When analyzing the motion of an object described by a vector function, it's crucial to understand the concept of a velocity vector. This is the derivative of the function with respect to time and indicates how the position is changing at any given instant. For a vector function \( \mathbf{r}(t) = 2t \mathbf{i} + (4t - 5) \mathbf{j} + (1 - 3t) \mathbf{k} \), taking the derivative with respect to \( t \) will yield the velocity vector.
The process involves differentiating each component of the vector function separately:

• For \( 2t \mathbf{i} \), the derivative is \( 2 \mathbf{i} \).
• For \( (4t - 5) \mathbf{j} \), the derivative is \( 4 \mathbf{j} \).
• For \( (1 - 3t) \mathbf{k} \), the derivative is \(-3 \mathbf{k} \).

Thus, the complete velocity vector is \( \mathbf{r}'(t) = 2 \mathbf{i} + 4 \mathbf{j} - 3 \mathbf{k} \).
This vector gives both the direction and the rate of change of the object's position.

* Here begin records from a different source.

PR #4347, opened 2021-05-12
Fix for poor performance with large decks

### LINKED ISSUE #4284: improve performance on large decks
**Similar Requests**
https://github.com/Cockatrice/Cockatrice/issues/4259
https://github.com/Cockatrice/Cockatrice/issues/67

there is an opportunity to improve the performance of loading decks in the player by delaying or optimizing how card menus are generated.

**Additional Context**
by my estimate of just stopping the client to see what it is doing while loading decks and noticing the improvement when disabled in the code, card menus are responsible for more than 90% of the time spent when loading the deck.
this time is spent on allocating QAction objects and initializing them as each card has its own menu with a unique set of actions that the card can take.
this menu should instead be either shared between multiple cards or simply generated when the card is interacted with.
this isn't limited to loading the deck either, a new card object with a new set of qactions is created for each card in every cardview as well.
this issue isn't very noticeable until you load about a thousand cards but any improvement here could lead normal sized decks to load in a bit snappier as well, not to mention the fact this is basically just wasting a lot of cpu cycles.

for testing it does not matter if the cards are unique, simply making a deck of 1000 of the same card should suffice.
relevant code is found here https://github.com/Cockatrice/Cockatrice/blob/master/cockatrice/src/player.cpp#L3026

djpiper28:
-> The menus have the update menu thing emitted when they get triggered.
| -> works surprising well https://youtu.be/KOOmhxvHA2c is a demo on a 10000ish card deck

## Related Ticket(s)
- Fixes #4284

The client was slow when opening large decks for games or having large amounts of cards played. The bottleneck was the action menu being updated,

- Made the menus update when they get triggered.

### DIFF
--- a/cockatrice/src/player.cpp
+++ b/cockatrice/src/player.cpp
@@ -3301,8 +3301,7 @@ void Player::updateCardMenu(const CardItem *card)
 {
     /**
      * Regarding issue https://github.com/Cockatrice/Cockatrice/issues/4284
-     * The best fix is to add the QActions when a card is right clicked on,
-     * so this method is not needed
+     * The best fix is to add the QActions when a card is right clicked on
      */
     // If bad card OR is a spectator (as spectators don't need card menus), return
     if (card == nullptr || (game->isSpectator() && !judge)) {
--- a/cockatrice/src/player.cpp
+++ b/cockatrice/src/player.cpp
@@ -1946,7 +1946,6 @@ void Player::eventSetCardCounter(const Event_SetCardCounter &event)
 
     int oldValue = card->getCounters().value(event.counter_id(), 0);
     card->setCounter(event.counter_id(), event.counter_value());
-    updateCardMenu(card);
     emit logSetCardCounter(this, card->getName(), event.counter_id(), event.counter_value(), oldValue);
 }
 
@@ -3295,15 +3294,16 @@ void Player::refreshShortcuts()
 {
     if (shortcutsActive) {
         setShortcutsActive();
-
-        for (const CardItem *cardItem : table->getCards()) {
-            updateCardMenu(cardItem);
-        }
     }
 }
 
 void Player::updateCardMenu(const CardItem *card)
 {
+    /**
+     * Regarding issue https://github.com/Cockatrice/Cockatrice/issues/4284
+     * The best fix is to add the QActions when a card is right clicked on,
+     * so this method is not needed
+     */
     // If bad card OR is a spectator (as spectators don't need card menus), return
     if (card == nullptr || (game->isSpectator() && !judge)) {
         return;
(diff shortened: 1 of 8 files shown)


ebbit1q (changes requested):
this looks promising, while testing I noticed:

the menu for cards in play is suddenly used for cards on the stack

cards in views no longer have menus at all

ebbit1q:
also note that because this is so fast, there is no need anymore to limit the amount of menus as implemented here https://github.com/Cockatrice/Cockatrice/pull/4262

ebbit1q (changes requested):
this now works great on all the cards not in views but all cards in views still do nothing

ebbit1q (changes requested):
another problem is that all card actions are also bound to keybinds, if the action isn't initialised yet all keyboard actions on the card fail, a way to remedy this would be to initialise the menu when the card is interacted with in any way

ebbit1q:
ugh, I started looking into what is going on here and fixing things.

I found some bigger problems going on with card selection, expect me to push a change soon.

ebbit1q:
so this is a rather annoying bug that is related but not the focus of this pr, if this bug were fixed it would mean this pr would be finished.

however, it's not really the scope of this pr, I was thinking of making a separate ticket for it but I am worried that it might conflict with this change.

djpiper28:
Does that still update shortcuts when the selected card is Zone moved?

ebbit1q:
yes, it technically also does if it is moved inside a zone

ebbit1q:
I made a ticket for it https://github.com/Cockatrice/Cockatrice/issues/4372

cockatrice/src/player.cpp
```diff
@@ -3538,18 +3537,15 @@ void Player::addRelatedCardActions(const CardItem *card, QMenu *cardMenu)
...
     }
 }
 
 QMenu *Player::getCardMenu() const
 {
-    if (aCardMenu) {
-        return aCardMenu->menu();
-    }
-    return nullptr;
+    return aCardMenu->menu(); // can return nullptr
```
ZeldaZach, line 3548: I don't like the removal of a NP check

ebbit1q (approved):

cockatrice/src/player.cpp
```diff
@@ -3545,7 +3545,11 @@ void Player::setCardMenu(QMenu *menu)
 
 QMenu *Player::getCardMenu() const
 {
-    return aCardMenu->menu(); // can return nullptr
+    if (aCardMenu != nullptr) {
+        return aCardMenu->menu();
+    } else {
```
ZeldaZach, line 3550: Can just revert this function to what it was, no need for else

ZeldaZach (approved):
Tested and good to go!

PR #4351, opened 2021-05-14
Templates: Add Transifex link

tooomm:
## Short roundup of the initial problem
Not super easy to get involved.

## What will change with this Pull Request?
- Add link to our transifex project page which handles all strings and languages.

PR #4354, opened 2021-05-15
it is not possible to add a link to the wiki to this description

ebbit1q:
https://github.com/Cockatrice/Cockatrice/pull/4351 added this but it does not work, nor is there another way to do this it seems


ebbit1q:
@tooomm we should add a link to the wiki to our transifex page

tooomm:
@ebbit1q html tags also not working?

I can see if transifex allows custom links.

ebbit1q:
I guess it's something

PR #2080, opened 2024-01-12
docs: removed content that is not applicable

harshmohite-fradium:
View component has defaultProps that injects flexDirection: 'column'. Hence this content block is not applicable. Check the code below:

```
export const View = createComponent<StackProps, View, StackPropsBase>({
  acceptsClassName: true,
  defaultProps: {stackDefaultStyles},
  validStyles,
})
```


natew:
View by default is column, but View and Stack are now interchangeable and don't set any styles on native (on web they do). So this is correct to remove the warning.

PR #2081, opened 2024-01-12
fix(moti): don't use css vars

### LINKED ISSUE #1520: Bug: Moti animation driver breaks with some complex styles (media queries?)
### Current Behavior

When using the Moti animation driver on a component, sometimes the animation does not occur. 

I haven't narrowed down the specific cause yet, but it seems to be related to combining variants and media query styles together.

The React Native animation driver does not have this issue. I've only tested this on web so far - its possible this doesn't happen on native.

### Expected Behavior

Animation 

### Tamagui Version

```markdown
1.50.3
```

### Reproduction

I've created a reproduction here:

https://github.com/nderscore/tamagui-moti-web-bug

Please see the notes in the readme.

### System Info

_No response_

TheEhsanSarshar:
fix #1520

The speed of an object at any point in time can be determined by finding the magnitude of the velocity vector. This provides a scalar value that represents how fast the object is moving, regardless of direction.
To calculate the speed, apply the formula for the magnitude of a vector:
\[ v(t) = \| \mathbf{r}'(t) \| = \sqrt{(2)^2 + (4)^2 + (-3)^2} = \sqrt{4 + 16 + 9} = \sqrt{29} \]
This value, \( \sqrt{29} \), is a constant speed. This indicates the object moves with a uniform speed, given that the magnitude of the velocity vector does not change over time.

The derivative of a vector function measures how the vector itself changes as the input variable changes. In our exercise, we differentiate \( \mathbf{r}(t) \) with respect to \( t \), resulting in the velocity vector.
Differentiation involves the following steps:

• Taking the derivative of each component of the vector individually.
• Applying basic derivative rules, like the power rule, to each term.

The result of this differentiation is a new vector, which tells us the rate at which each component of the original vector function is changing.
This derivative is foundational because it opens the door to understanding further physical concepts such as acceleration. Acceleration is simply the derivative of the velocity vector over time, showing another layer of change.

Understanding the magnitude of a vector is essential in physics and engineering. It provides the length, or size, regardless of the vector's direction.
For the velocity vector \( \mathbf{r}'(t) = 2 \mathbf{i} + 4 \mathbf{j} - 3 \mathbf{k} \), its magnitude is calculated using:\[ \| \mathbf{v} \| = \sqrt{(2)^2 + (4)^2 + (-3)^2} = \sqrt{29} \]
Magnitude is an application of the Pythagorean theorem in three dimensions, summing the squares of each component before taking the square root. It is crucial for understanding the true pace of movement and forms a stepping stone for more complex vector operations, such as normalization or dot products.
Remember, magnitude is always a non-negative value and gives insight into the vector's overall effect or reach.